Accordingly, it was recommended that petitioner and co-petitioners be indicted for violation of Sec. 3 (g) of R.A. No. 3019, as amended for entering into a contract or transaction manifestly and grossly disadvantageous to the Government. An information was subsequently filed with the Sandiganbayan, charging the petitioner and two others with the aforementioned offense.

Petitioner filed a Motion for Reconsideration of the Ombudsman's ruling but the Motion was dismissed, prompting petitioner to file the instant petition, seeking reversal of the Ombudsman's assailed Resolution and Order.

Petitioner alleged that (1) his participation was limited to signing of the RIV and the check as a matter of routine; (2) that the RIV did not involve the determination of the price of the supplies and equipment; (3) that the signing of the check was authority vested in him as the DECS Regional Director; and (4) that the presumption of regularity in the performance of public functions by public officers should apply in his favor.

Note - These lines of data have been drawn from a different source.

PR #18698, opened 2025-01-31
fix(applock): prevent unintentional logout when applock is active [15545]

V-Gira:
## Description

The app would log out on app initialization for team users if app lock is active, without giving them the chance to disable app lock

There is an observer that makes sure the app or the modal is not tempered with to prevent people to simply removing the app lock from the DOM

It appears the observer is too aggressive, and would logout a user automatically

## Checklist

### DIFF
--- a/src/script/page/AppLock/AppLock.tsx
+++ b/src/script/page/AppLock/AppLock.tsx
@@ -84,6 +84,8 @@ const AppLock: React.FC<AppLockProps> = ({
     'isAppLockEnforced',
   ]);
 
+  // We log the user out if there is a style change on the app element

Petitioner cited the cases of Arias v. Sandiganbayan and Magsuci v. Sandiganbayan where the Court held that heads of office may rely to a reasonable extent on their subordinates and on the good faith of those who prepare bids, purchase supplies, or enter into negotiations.

In his comment, the Solicitor General contends that there was a conspiracy of silence and inaction and because of that petitioner was guilty of negligence. He further asserverates that it is beyond the ambit of the Court's authority to review the power of the Ombudsman in prosecuting and dismissing a complaint filed before it.

In his Reply, petitioner states that the petition does not involve a review of the factual finding of the Ombudsman but rather its conclusion based on undisputed facts.


(1) Whether or not the issue is a question of law, and may therefore, be reviewed by the Supreme Court
(2) Whether or not the defense of good faith and regularity of performance of duty may be raised by the accused
(3) Whether or not there is conspiracy as would warrant conviction of the accused


From the pleadings, it is clear that the questions raised by the petitioner are questions of fact rather than of law. What petitioner wants to happen is for the Supreme Court to review the evidence and determine whether in fact he acted in good faith and that no conspiracy existed among the accused.

The rulings in Arias and Magasuci are inapplicable to petitioner because the petitioners in the said cases were indicted and submitted themselves to trial before the Sandiganbayan, which convicted them for the offense charged. In Arias, the Court set aside the judgment against the petitioner becasue there was no evidence that the Government suffered undue injury. And in Magsuci, the reversal by the Court of the judgment of conviction was based on a finding that Magsuci acted in good faith and that there has been no intimation at all that he had foreknowledge of any irregularity committed by either or both Engr. Enriquez and Acia.

In both Arias and Magsuci, there was paucity of evidence on conspiracy, while in this case, there is only the claim of peitioner that he acted in good faith and that there was no conspiracy. The Ombudsman believes otherwise and the Court does not ordinarily interfere with the discretion of the said Office.

Moreover, this case is an appeal under Sec. 27 of the Ombudsman Act of 1989 in relation to Rule 45 of the 1997 Rules of Civil Procedure which has been declared unconstitutional in Fabian v. Desierto for increasing appellate jurisdiction of the Supreme Court without its advice and consent. Also, there is no right of appeal available since the Section mentions only appeals from all administrative disciplinary cases, orders, directives or decisions of the Ombudsman.

The Supreme Court also found that the petition was in fact a modified form of forum shopping as shown in the other case filed.

"WHEREFORE, the petition for certiorari in this case is hereby DENIED, and the Resolution of 20 March 1997 and Order of 5 March 1998 of the Office of the Ombudsman in OMB-Visayas-Crim-94-0836 are AFFIRMED."